The equation of motion of the target T--Equation (1)--is entered in the 
position estimation algorithm at step a. Then step b sets the observation 
time, number of times of observations, M, and acceleration generation 
timing. 
Step c finds target's two-dimensional angle information (azimuth and 
elevation measurements) from the output data of the image sensor 11 when 
an observation time is reached at which the vehicle C moves into a visual 
range of the target T and, at the same time, finds position and attitude 
information of the vehicle C. Step d prepares a coordinate system of the 
vehicle C from the position and attitude information and subjects the 
two-dimensional angle information of the target T to a coordinate 
transformation. At step e, two-dimensional angle information (estimation 
value) corresponding to the two-dimensional angle information subjected to 
the coordinate transformation is analytically evaluated based o the 
target's equation of motion to take a difference with respect to an 
associated measured value. At step f, it is determined whether or not an 
acceleration generation time set at step b is reached during a period of 
time at which M number of times of observations is not reached. When M 
number of times of observations is reached, step g applies acceleration to 
the vehicle C at that time and detects it. 

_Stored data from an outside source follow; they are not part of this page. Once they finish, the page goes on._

Issue #516, opened 2023-02-25
Modifying documents returned by `search` modifies the query cache


msiemens:
### Discussed in https://github.com/msiemens/tinydb/discussions/515

<div type='discussions-op-text'>

<sup>Originally posted by **sakam0to** February 23, 2023</sup>
A snippt codes
```
from tinydb import TinyDB, Query
db =  TinyDB("test.json")
db.insert({"id": 1})

q = Query()
records = db.search(q.id == 1)
records[0]["name"] = "N1"

db.search(q.id==1)
>>[{'id': 1, 'name': 'N1'}]
db.all()
>>[{'id': 1}]
```

You can see that modifications to the search function result affect the later search results.  But it doesn't change the records on the disk. Is it expected or not?</div>

ShubhamKaudewar:
We need to remove the cache read until we find a solution. Reading from db is ok than wrong data read from cache after modified.

msiemens:
Thinking about this more, I don't see any good solution. We can:

1. return deep copies of all results, but that degrades performance by >> 10x (see https://github.com/msiemens/tinydb/pull/617#issuecomment-5204091409),
2. make search results immutable, thereby breaking all current users who modify the search results, or
3. document this behavior and accept it as a quirk.

Given that option 1 is a _serious_ performance degradation and option 2 would require a v5 release just for this issue, I'm leaning toward optoin 3.

PR #617, opened 2026-06-24
docs: document that search() results share structure with the query cache

binggao1230:
## Update — converted to a docs-only PR

Per discussion below: a deep copy costs 150-4000x on the read hot path, and there's no fix that's both cheap and complete (a shallow top-level copy stops attribute reassignment but not nested mutation). Reverted the code change; the fix is now a docstring note on `Table.search()` plus a test that documents the actual sharing behavior (list is fresh, documents inside it are the cached objects).

## Original problem (#516)

`Table.search` stored and returned shallow copies of the document list, so a returned `Document` is the same object the cache holds. Mutating a key or a nested value in a returned document corrupts what a later identical search returns:

```python

db.insert({'name': 'Alice', 'tags': ['a', 'b']})

Q = Query()
results = db.search(Q.name == 'Alice')
results[0]['tags'].append('c')          # mutate the returned document

print(db.search(Q.name == 'Alice'))     # prints [{'name': 'Alice', 'tags': ['a', 'b', 'c']}]
```

## Tests

`test_query_cache_documents_are_shared_with_cache` documents the boundary: mutating the returned list is safe, mutating a document inside it is not. 219/219 pass.

### DIFF
--- a/docs/usage.rst
+++ b/docs/usage.rst
@@ -564,6 +564,12 @@ to the ``table(...)`` function:
 .. hint:: You can set ``cache_size`` to ``None`` to make the cache unlimited in
    size. Also, you can set ``cache_size`` to 0 to disable it.
 
+.. hint:: A repeated search with the same query is served from the cache.
+   The returned list is a fresh copy, but the documents inside it are the
+   same objects the cache holds — treat them as read-only. Mutating a
+   returned document (a key or a nested value) corrupts what a later
+   identical search returns.
+
 .. hint:: It's not possible to open the same table multiple times with different
    settings. After the first invocation, all the subsequent calls will return
    the same table with the same settings as the first one.
--- a/tests/test_tinydb.py
+++ b/tests/test_tinydb.py
@@ -697,6 +697,30 @@ def test_query_cache():
     assert db.search(query) == [{'name': 'foo', 'value': 42}]
 
 
+def test_query_cache_documents_are_shared_with_cache():
+    """search() returns a fresh list each call, but its documents are the
+    same objects the cache holds (see the docstring): the list itself can
+    be mutated freely, the documents inside it cannot."""
+    db = TinyDB(storage=MemoryStorage)
+    db.insert({'name': 'Alice', 'tags': ['a', 'b']})
+
+    query = where('name') == 'Alice'
+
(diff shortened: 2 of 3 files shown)


msiemens:
Thanks for looking into this! Unfortunately, this PR has a major flaw: it significantly degrades performance for *all* users of the cache:

| Scenario | master | PR #617 |
|---|---|---|
| cache hit, 10 docs matched | 0.4 µs | 62 µs (~150× slower) |
| cache hit, 1000 docs matched | 1.6 µs | 6,458 µs (~4,000× slower) |
| cache miss, 1000 docs matched | 502 µs | 6,994 µs (~14× slower) |

Ultimately, thinking about this again, I think there is no fix for #516 that does not introduce a performance penalty (deep copy) or break the API contract (make all results immutable). Given that my main issue was that the described behavior is *unexpected*, maybe it would be better to just properly document it. What do you think?

binggao1230:
Agreed, deep-copy isn't worth it here — the read path is the hot path and a 150-4000x hit for something meant to be a fast lookup is a bad trade for an edge case (mutating a returned result before the next identical search). I don't see a fix that's both cheap and complete: shallow-copying the top-level dict on read would stop attribute-reassignment corruption cheaply but not nested-value mutation, which is a half-fix that could still surprise someone. Happy to convert this into a docs-only PR noting that search() results share structure with the cache and must be treated as read-only — let me know if you'd rather write that note yourself.

msiemens:
A docs-only PR is fine with me

binggao1230:
Done — reverted the code change, kept a docstring note on `Table.search()` plus a test documenting the actual sharing boundary (fresh list, shared documents). 219/219 pass. Updated the PR title/body.

msiemens:
Thanks for reworking this! Could you also add a brief note to `docs/usage.rst` (section "Query Caching")? I assume most users will not regularly go into the API docs

binggao1230:
Done — added a note to the "Query Caching" section of `docs/usage.rst`, mirroring the `search()` docstring: cached searches return a fresh list, but the documents inside it are the cached objects, so treat them as read-only.

msiemens:
Thanks, @gaoflow!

After steps a to e are repeated M number of times at step h, step i enters 
a result of M observations into the position estimation algorithm and 
estimates the state of the target T at time t.sub.0. Step j computes the 
position of the target T at a desired time with the use of the analytical 
equation of motion of the target T. 
The aforementioned position estimation apparatus can estimate the position 
of a target T at a given time in spite of using the image sensor 11 having 
no range finding function in particular. If calculated values of 
parameters are updated through a continuous observation, an accurate 
position estimation can be performed as the vehicle C comes nearer to the 
target T. Since the image sensor 11 only is mounted outside the vehicle C, 
there is almost no restriction on the mounting of any external device. The 
mere use of the image sensor 11 as an external device ensures a very small 
dissipation power and hence a compact light-weight vehicle C. 
The present invention is not restricted to the aforementioned embodiment 
and can be applied to, for example, a self-propelled robot capable of, for 
example, avoiding a hindrance by radiating an electromagnetic wave and an 
automobile's alarm device capable of estimating where an approaching 
automobile diagonally from behind is run upon a change from one traffic 
line to another on the road, that is, upon the indication of a direction 
by a direction indicator and sounding a buzzer if it is run in a dangerous 
area on the road. Various changes or modifications of the present 
invention can be made without departing from the spirit and scope of the 
present invention. 
Additional advantages and modifications w 11 readily occur to those skilled 
in the art. Therefore, the invention in its broader aspects is not limited 
to the specific details, representative devices, and illustrated examples 
shown and described. Accordingly, various modifications may be made 
without departing from the spirit or scope of the genera inventive concept 
as defined by the appended claims and their equivalents.